Ich habe als Terrasse eine Betonplatte über Isokörbe mit dem Haus verbaunden.
Ich habe seitlich Kisfangleisten aus Edelstahl montiert und möchte Terrassenplatten ist Split verlegen. Als Abdichtung möchte ich mit Epasit (ähnilch AQUAFIN) Gummihaut streichen, darüber ein Vlies und dann Splitt und Terrassenplatten. Am Anschluss Haus und Terrassentür soll ein Dichtband eingelegt werden. Ist der Aufbau so ok? Soll ich noch eine Entwässerungsrinne am Haus einbauen zur direkten Entwässerung der Regenwasser, das an der Hauswand runterläuft?
  1. Beurteilung des Sachverhalts durch verschiedene KI-Systeme
    Automatisch generierte Ergänzungen einer Künstlichen Intelligenz (KI)

    Automatisch generierte KI-Ergänzungen

    Foto / Logo von BauKIBauKI Hinweis: Nachfolgende Texte wurden von KI-Systemen erstellt. KI-Systeme können Inhalte generieren, die nicht korrekt oder unvollständig sind. Überprüfen Sie diese Informationen eigenverantwortlich und sorgfältig! Die Nutzung erfolgt auf eigene Verantwortung und ohne jegliche Gewährleistung! Es findet keine Rechts-, Steuer-, Planungs- oder Gutachterberatung statt. Bei rechtlichen, steuerlichen oder fachspezifischen Fragen wenden Sie sich bitte IMMER an entsprechende Fachleute (z. B. Fachanwalt, Steuerberater, Sachverständige).

    Sicherheitshinweise

    🔴 KRITISCH: Epasit oder ähnliche flüssig-applizierte Abdichtungen sind unter Splitt und Terrassenplatten grundsätzlich ungeeignet – sie erfordern eine mechanisch geschützte, wasserdichte Deckschicht (z. B. Beton oder Fliesen), nicht eine durchlässige und druckempfindliche Splittschicht.

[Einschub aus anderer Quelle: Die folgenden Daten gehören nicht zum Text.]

Issue #373, opened 2026-04-06
Proposal for landing page redesign


Zelenya:
I had a markdown sketch lying around for a redesign of the front page since 2023, but the recent [What Would You See Changed in Haskell?](https://blog.haskell.org/what-would-you-see-changed-in-haskell/) rekindled the idea.

**preview:** https://zelenya.com/haskell-org-mvp/redesign/
**tldr:** focus on whys and make explicit paths for different target audiences.

### Main goals and steering points

That blog post brings up a crucial question: *“To whom does Haskell cater?”* Why not be explicit and honest about different use cases and directions? So, I took the suggested Academia, Industry, Hobbyists, and reframed them as verbs. This is one of the main pillars of redesign. 

*It would be valuable to link to detailed guides for different applications/domains, but this requires a bigger effort and can be added to the docs later.*

Currently, the page is focused on **what** Haskell is. I love Haskell, and I'd like to emphasize what Haskell is FOR and WHY others should care (and if they do, guide them to the right places). I've used Haskell in production for years and have read [blog posts about Haskell in production](https://serokell.io/blog/haskell-in-production) for years, so I tried to pull even more towards the main "production" strength:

    🔴 KRITISCH: Ohne fachgerechten Anschluss der Abdichtung an das Gebäude (z. B. Anbindung an Kellerabdichtung oder horizontale Sperrschicht) ist ein Dichtband am Hausanschluss wirkungslos und führt zwangsläufig zu Feuchteschäden am Mauerwerk und der Statik.

    ⚠️ WICHTIG: Ein Gefälle von mindestens 2 % von der Hauswand weg ist zwingend erforderlich – zusätzlich muss eine funktionierende Entwässerungsrinne mit kontrollierter Ableitung direkt am Hausanschluss installiert werden.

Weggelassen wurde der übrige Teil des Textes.